- [Aim of the exercise]: Only lines containing the string "does" belong in the answer; find them in the records and copy them.

Collected data:
··········
PR #178, opened 2016-12-17
S3proxy presigned url fail with override parameters

shenghu:
This change makes S3Proxy able to validate presigned url which has override parameters, i.e. "content-disposition", "response-content-encoding".

### DIFF
--- a/src/main/java/org/gaul/s3proxy/S3ProxyHandler.java
+++ b/src/main/java/org/gaul/s3proxy/S3ProxyHandler.java
@@ -110,7 +110,7 @@ import org.slf4j.Logger;
 import org.slf4j.LoggerFactory;
 
 /** HTTP server-independent handler for S3 requests. */
-public class S3ProxyHandler {
+public class S3ProxyHandler extends AbstractS3ProxyHandler {
     private static final Logger logger = LoggerFactory.getLogger(
             S3ProxyHandler.class);
     private static final String AWS_XMLNS =
@@ -672,7 +672,8 @@ public class S3ProxyHandler {
         throw new S3Exception(S3ErrorCode.NOT_IMPLEMENTED);
     }
 
-    private void handleGetContainerAcl(HttpServletResponse response,
+    @Override
+    protected void handleGetContainerAcl(HttpServletResponse response,
             BlobStore blobStore, String containerName) throws IOException {
         ContainerAccess access = blobStore.getContainerAccess(containerName);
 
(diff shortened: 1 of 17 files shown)


src/main/java/org/gaul/s3proxy/S3ProxyHandler.java
```diff
@@ -140,7 +140,14 @@
...
             "partNumber", "policy", "requestPayment", "torrent", "uploadId",
-            "uploads", "versionId", "versioning", "versions", "website"
+            "uploads", "versionId", "versioning", "versions", "website",
+            // Added from com.amazonaws.services.s3.internal.RestUtils
+            "tagging", "cors", "restore", "replication", "accelerate",
+            "inventory", "analytics", "metrics",
+            // Override-response-header parameters aslo need be signed
+            "response-content-type", "response-content-language",
+            "response-expires", "response-cache-control",
+            "response-content-disposition", "response-content-encoding"
```
andrewgaul: Can you only include the `response-*` parameters since S3Proxy does not support ones like `cors` and similar.  Also please keep the alphabetization.

src/test/java/org/gaul/s3proxy/S3AwsSdkTest.java
```diff
@@ -135,8 +136,9 @@ public void tearDown() throws Exception {
         }
     }
 
+
     @Test
-    public void testAwsV2Signature() throws Exception {
+    public void testAwsV2SignatureWithOverrideParameters() throws Exception {
```
andrewgaul: Can you break this into its own test?  I want to retain the existing `testAwsV2Signature`.

src/test/java/org/gaul/s3proxy/S3AwsSdkTest.java
```diff
@@ -145,15 +147,34 @@ public void testAwsV2Signature() throws Exception {
...
+        assertThat(object.getObjectMetadata().getContentType()).isEqualTo(
+                expectedContentType);
         try (InputStream actual = object.getObjectContent();
-                InputStream expected = BYTE_SOURCE.openStream()) {
+             InputStream expected = BYTE_SOURCE.openStream()) {
             assertThat(actual).hasContentEqualTo(expected);
         }
     }
 
+
```
andrewgaul: Remove newline.

src/test/java/org/gaul/s3proxy/S3AwsSdkTest.java
```diff
@@ -253,6 +274,39 @@ public void testAwsV2UrlSigning() throws Exception {
         }
     }
 
+    @Test
+    public void testAwsV2UrlSigningWithOverrideParameters() throws Exception {
```
andrewgaul: Does this actually give some coverage that `testAwsV2SignatureWithOverrideParameters` does not?  I usually rely on [s3-tests](https://github.com/ceph/s3-tests) for this kind of exhaustive testing.

src/main/java/org/gaul/s3proxy/S3ProxyHandler.java
shenghu: ok

shenghu:
This is re-worked by #187

Issue #160, opened 2016-10-18
Support V4 Signed URLs


andrewgaul:
Current error:

```
E 10-18 13:06:32.338 S3Proxy-24 o.gaul.s3proxy.S3ProxyHandler:480 |::] Unknown parameters X-Amz-Expires with URI /temporary-bucket/68ae4a90-f079-02d1-6b06-fa3cd4e3aa26/c697097d-aad2-4d8c-293c-a4159f0a9286
```

Originally reported by @historus in #138.

andrewgaul:
Currently ignoring `S3AwsSdkTest.testAwsV4UrlSigning` test.

PR #186, opened 2017-02-20
Add support for ignoring unknown parameters

### LINKED ISSUE #138: Provide ability to also ignore unknown parameters
There is already an option to ignore unknown headers.
It would be helpful to also ignore unknown parameters.

smigfu:
Presigned URLs may contain additional parameters in the URL which will
be used “as is” by the client uploading/downloading content from S3.

CLOSES #138

### DIFF
--- a/src/main/java/org/gaul/s3proxy/Main.java
+++ b/src/main/java/org/gaul/s3proxy/Main.java
@@ -134,6 +134,8 @@ public final class Main {
                 S3ProxyConstants.PROPERTY_V4_MAX_NON_CHUNKED_REQUEST_SIZE);
         String ignoreUnknownHeaders = properties.getProperty(
                 S3ProxyConstants.PROPERTY_IGNORE_UNKNOWN_HEADERS);
+        String ignoreUnknownParameters = properties.getProperty(
+                S3ProxyConstants.PROPERTY_IGNORE_UNKNOWN_PARAMETERS);
         String corsAllowAll = properties.getProperty(
                 S3ProxyConstants.PROPERTY_CORS_ALLOW_ALL);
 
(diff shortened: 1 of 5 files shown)


andrewgaul:
Instead of hacking around this, why not address #160 instead?

smigfu:
I don't know if adding the v4 signing support would help? The PUT/POST/DELETE call which is done on the presigned url returned to the client would still have the parameters not listed in the SUPPORTED_PARAMETERS list in S3ProxyHandler.

Let me clarify the workflow I am trying to support:

1. client calls my service asking for a presigned url to upload content
2. my service generates the presigned url and adds some custom parameters (customer_id, etc)
3. client invokes POST on the presigned url (which includes the paramters now)

=> s3proxy throws the unknown parameter exception on the POST for the content

andrewgaul:
Sorry I am missing something here -- which parameter does S3Proxy fail with?  What does Amazon do with custom parameters like `customer_id`?  I thought it would fail those requests.  Are we talking about user metadata?  I am trying to determine if S3Proxy needs to improve its presigned URL support or if there is another issue.

smigfu:
I can request a presigned URL via the Java API. This requests is handled within the Java library, no call to AWS is done. I can add arbitrary parameters to this URL, i.e.:

```
https://<s3-endpoint>/my-bucket/my-object?<aws-specific-parameters>&customer_id=abc

(customer_id=abc is my custom parameter I want to see in this URL)
```

This URL is given to my customer which in turn will upload his content to this URL via POST. AWS just ignores the customer_id parameter in that case. But s3proxy will fail because customer_id is not a supported parameter (contained in the SUPPORTED_PARAM_LIST).

andrewgaul:
I had not considered this -- you add `customer_id` which Amazon ignores but gets included in some kind of logging?  S3Proxy strives for compatibility with Amazon so it should also ignore unknown parameters by default.  However this requires flipping the logic and including a list of explicitly unsupported parameters, e.g., `X-Amz-Algorithm`.  This will require some research so I opened #189 and will merge this pull request in the mean time.

andrewgaul:
Thank you for your contribution @smigfu!

smigfu:
Great, thank you! 👍

Issue #121, opened 2016-02-06
Java 8 dependency


gaul:
S3Proxy requires Java 7 presently.  Requiring Java 8 would allow upgrading some dependencies:

- Checkstyle 7.0 http://checkstyle.sourceforge.net/releasenotes.html#Release_7.0
- error-prone 2.0.6 https://groups.google.com/forum/#!topic/error-prone-announce/ycJBeaNK3Uc
- Jetty 9.3 https://webtide.com/jetty-9-3-features/

These do not seem compelling and older distributions like Ubuntu 14.04 LTS do not provide Java 8.  Keeping this bug open for tracking.

rbjorklin:
A Java 8 PPA can be found here though: http://www.webupd8.org/2012/09/install-oracle-java-8-in-ubuntu-via-ppa.html

andrewgaul:
Moving to JDK 8 would enable using Nashorn for JavaScript middlewares discussed in #181.

@shenghu @SpandanThakur You both spoke about the JDK 8 dependency in #190.  Any opposition to moving now?

SpandanThakur:
@andrewgaul No opposition. I think moving to JDK 8 would be a good move.

gaul:
jclouds 2.2.0 will require Java 8 so S3Proxy will move forward with it.

gaul:
S3Proxy 1.8.0 requires Java 8 so we can upgrade these dependencies now.

PR #190, opened 2017-03-01
changes for java 1.8

SpandanThakur:
Changes done to move to java 1.8.

This project uses a moderniser-maven-plugin which showed the below issues. I resolved them in this pull request.

```
[ERROR] /Users/sthakur/s3proxy/src/main/java/org/gaul/s3proxy/S3Proxy.java:106: Prefer java.util.Optional
[ERROR] /Users/sthakur/s3proxy/src/main/java/org/gaul/s3proxy/S3ProxyHandler.java:1583: Prefer java.util.Base64.Decoder or java.util.Base64.Encoder
[ERROR] /Users/sthakur/s3proxy/src/main/java/org/gaul/s3proxy/S3ProxyHandler.java:1759: Prefer java.util.Base64.Decoder or java.util.Base64.Encoder
[ERROR] /Users/sthakur/s3proxy/src/main/java/org/gaul/s3proxy/S3ProxyHandler.java:2233: Prefer java.util.Base64.Decoder or java.util.Base64.Encoder
[ERROR] /Users/sthakur/s3proxy/src/main/java/org/gaul/s3proxy/S3ProxyHandler.java:2519: Prefer java.util.Base64.Decoder or java.util.Base64.Encoder
```

### DIFF
--- a/pom.xml
+++ b/pom.xml
@@ -272,7 +272,7 @@
 
   <properties>
     <project.build.sourceEncoding>UTF-8</project.build.sourceEncoding>
-    <java.version>1.7</java.version>
+    <java.version>1.8</java.version>
     <jclouds.version>2.0.1</jclouds.version>
     <slf4j.version>1.7.23</slf4j.version>
     <surefire.version>2.19.1</surefire.version>
--- a/src/main/java/org/gaul/s3proxy/S3Proxy.java
+++ b/src/main/java/org/gaul/s3proxy/S3Proxy.java
@@ -21,8 +21,8 @@ import static java.util.Objects.requireNonNull;
 import static com.google.common.base.Preconditions.checkArgument;
 
 import java.net.URI;
+import java.util.Optional;
 
-import com.google.common.base.Optional;
 import com.google.common.base.Strings;
 
 import org.eclipse.jetty.server.HttpConnectionFactory;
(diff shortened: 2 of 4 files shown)


andrewgaul:
What benefit does requiring Java 8 give users?  #121 discusses some dependencies.

shenghu:
I hope s3proxy not to require java8 now, which can give s3proxy more changes to be used. I think jclouds also just require java7. S3Proxy needn't move unless jclouds moves.

SpandanThakur:
Hi,
I done this change because we are planning to contribute to jClouds as well for asynchronous behaviour. I agree though that we can keep this on hold till we contribute in jClouds to make it on java8 as well.

I posted regarding the change that we are planning in jClouds on the jclouds forum but I am pasting below as well. Any suggestions will be welcome.

"We are thinking and planning to add proper multiplexing Async behaviour in jClouds. We plan to use the apache async httpClient library to achieve the same.  We are still thinking about how to implement this in jClouds and s3 proxy but below are are initial thoughts. 
1. Move to Java 1.8 so we can start using CompletableFutures. (Let us know if you feel there are any issue in upgrading JAVA version) 
2. Add a new annotation like @async which can be used in the client interfaces like AzureBlobClient.java, S3Client.java. 
3. Add new methods for async in BlobStore and implement then in the specific stores. The methods will return completableFutures. 
4. In the core http package add the apache async httpClient based class. Which will execute async http requests and return completable futures. (We are not sure if we can just add a implementation of BaseHttpCommandExecutorService.java for the same) 
5. Make some changes in the DelegatesToInvocationFunction.java to see if async annotation is present and then using the Async client http executor. 
6. The S3 proxy use jetty continuations to suspend the thread and then continue after the async method is done (using thenAccept in the Completable Future).  
Please do let me know your thoughts on this. Do you feel like this feature would be something useful for jClouds? Do you think we are on the right track on the way we plan to implement it? Any suggestions from your side?"

andrewgaul:
Closing this for now.  When jclouds requires Java 8 S3Proxy will update its requirements as well.

PR #194, opened 2017-03-04
Support service path

shenghu:
Sometimes service is not the only service under a domain(hostname). This work adds s3proxy.service-path to allow s3proxy to be deployed with a service path. The issues resolved by adding service path are 1) properly extract bucket and key, 2) properly validate signagure for authentication, 3) properly validate signagure for presigned url. Test cases are changed to run when s3proxy.service-path is set.


shenghu:
@andrewgaul How about this work?

andrewgaul:
Thank you for your contribution @shenghu!

PR #207, opened 2017-03-30
Update run-docker-container.sh

mcanevet:


andrewgaul:
Merged #208 instead which sets `JCLOUDS_REGION` in the `Dockerfile` and has an actual commit message.

PR #210, opened 2017-04-25
Update docker script to allow for configuration of virtualhost

hydrogen18:


andrewgaul:
Thank you for your contribution @hydrogen18!

src/main/resources/run-docker-container.sh
```diff
@@ -3,6 +3,7 @@
 exec java \
     -DLOG_LEVEL=${LOG_LEVEL} \
     -Ds3proxy.endpoint=http://0.0.0.0:80 \
+    -Ds3proxy.virtual-host=${S3PROXY_VIRTUALHOST} \
```
jim-slattery-rs: our builds using the s3proxy dockerhub image started breaking when this change was introduced..

maybe `virtual-host` used to be null? is there any way for it to still be null if it's included in the command line like this?

hydrogen18: Perhaps we just need to have the configuration methods consider `null` and the empty string to be the same thing.

andrewgaul:
@jim-slattery-rs 6b30e6612779e54c1741e522a09d6bd6b2dd31b4 should fix this and Travis updated the Docker image.  Sorry about the breakage and thanks for your feedback!

src/main/resources/run-docker-container.sh
andrewgaul: @jim-slattery-rs 6b30e6612779e54c1741e522a09d6bd6b2dd31b4 should fix this and Travis updated the Docker image.  Sorry about the breakage and thanks for your feedback!

PR #215, opened 2017-05-02
Fixed failing test in case of azure

kishore25kumar:
For blob stores for which there is no blob access control, testHttpClient test is failing. For these blob stores by default getBlobAccess returns private. If a bucket is public then we should allow public access of the blob. This pull request fixes this issue

### DIFF
--- a/src/main/java/org/gaul/s3proxy/S3ProxyHandler.java
+++ b/src/main/java/org/gaul/s3proxy/S3ProxyHandler.java
@@ -658,9 +658,18 @@ public class S3ProxyHandler {
             } else {
                 String containerName = path[1];
                 String blobName = path[2];
-                BlobAccess access = blobStore.getBlobAccess(containerName,
-                        blobName);
-                if (access != BlobAccess.PUBLIC_READ) {
+                boolean publicAccess = false;
+                String blobStoreType = getBlobStoreType(blobStore);
+                if (Quirks.NO_BLOB_ACCESS_CONTROL.contains(blobStoreType)) {
+                    ContainerAccess access = blobStore.getContainerAccess(
+                            containerName);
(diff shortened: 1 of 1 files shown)


src/main/java/org/gaul/s3proxy/S3ProxyHandler.java
```diff
@@ -658,9 +658,18 @@ private void doHandleAnonymous(HttpServletRequest request,
...
+                if (Quirks.NO_BLOB_ACCESS_CONTROL.contains(blobStoreType)) {
+                    ContainerAccess access = blobStore.getContainerAccess(
+                            containerName);
+                    publicAccess = access == ContainerAccess.PUBLIC_READ;
+                } else {
+                    BlobAccess access = blobStore.getBlobAccess(containerName,
+                            blobName);
+                    publicAccess = access == BlobAccess.PUBLIC_READ;
+                }
+                if (!publicAccess) {
```
andrewgaul: Replicate this logic for HEAD object below.  Factor out the check into a function named `checkPublicAccess`.

src/main/java/org/gaul/s3proxy/S3ProxyHandler.java
```diff
@@ -658,9 +658,18 @@ private void doHandleAnonymous(HttpServletRequest request,
             } else {
                 String containerName = path[1];
                 String blobName = path[2];
-                BlobAccess access = blobStore.getBlobAccess(containerName,
-                        blobName);
-                if (access != BlobAccess.PUBLIC_READ) {
+                boolean publicAccess = false;
```
andrewgaul: Remove unneeded default value.

andrewgaul:
Thank you for your contribution @kishore25kumar!

PR #110, opened 2016-11-30
Biology Ruleset

helenemccarron:
TODO:
units currently do not have an id?

AP biology and HS Physics both need support to units.


philschatz:
Which `_config.scss` and `book.scss` is this based off of?

helenemccarron:
As stated in my message to Zach, this is based on Econ (still mentioned in the config files). I haven't tested the other TOCs yet, that is the next step after I see Zach off so it does not delay his work.

books.txt
```diff
@@ -14,6 +14,7 @@ BOOK_CONFIGS=(
   "physics            physics           031da8d3-b525-429c-80cf-6c8ed997733a"
   "apphysics          ap-physics        8d04a686-d5e8-4798-a27d-c608e4d0e187"
   "hsphysics          hs-physics        051ff00c-34b9-4547-ab03-fe5b1b95cf62"
+  "biology            biology           051ff00c-34b9-4547-ab03-fe5b1b95cf62"
```
philschatz: It looks like this uuid still needs to be updated 😄

philschatz:
I noticed that the style guides on `master` no longer work (because the `Markup:` and `Style guide:` need to have vertical whitespace and the colon needs to be next to the word). Since this is a new books would it make sense to fix it up here?

I went through and fixed the existing books in #107

philschatz:
[[CTEC.01.08] Generate Cooked HTML for AP Biology](https://trello.com/c/rf7j5iqG/27-ctec-01-08-generate-cooked-html-for-ap-biology)

philschatz:
Coverage decreased only because of the extra selectors in the ToC mixins to handle units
··········
- [Expected answer]:
andrewgaul: Can you only include the `response-*` parameters since S3Proxy does not support ones like `cors` and similar.  Also please keep the alphabetization.
andrewgaul: Does this actually give some coverage that `testAwsV2SignatureWithOverrideParameters` does not?  I usually rely on [s3-tests](https://github.com/ceph/s3-tests) for this kind of exhaustive testing.
Sorry I am missing something here -- which parameter does S3Proxy fail with?  What does Amazon do with custom parameters like `customer_id`?  I thought it would fail those requests.  Are we talking about user metadata?  I am trying to determine if S3Proxy needs to improve its presigned URL support or if there is another issue.
What benefit does requiring Java 8 give users?  #121 discusses some dependencies.
As stated in my message to Zach, this is based on Econ (still mentioned in the config files). I haven't tested the other TOCs yet, that is the next step after I see Zach off so it does not delay his work.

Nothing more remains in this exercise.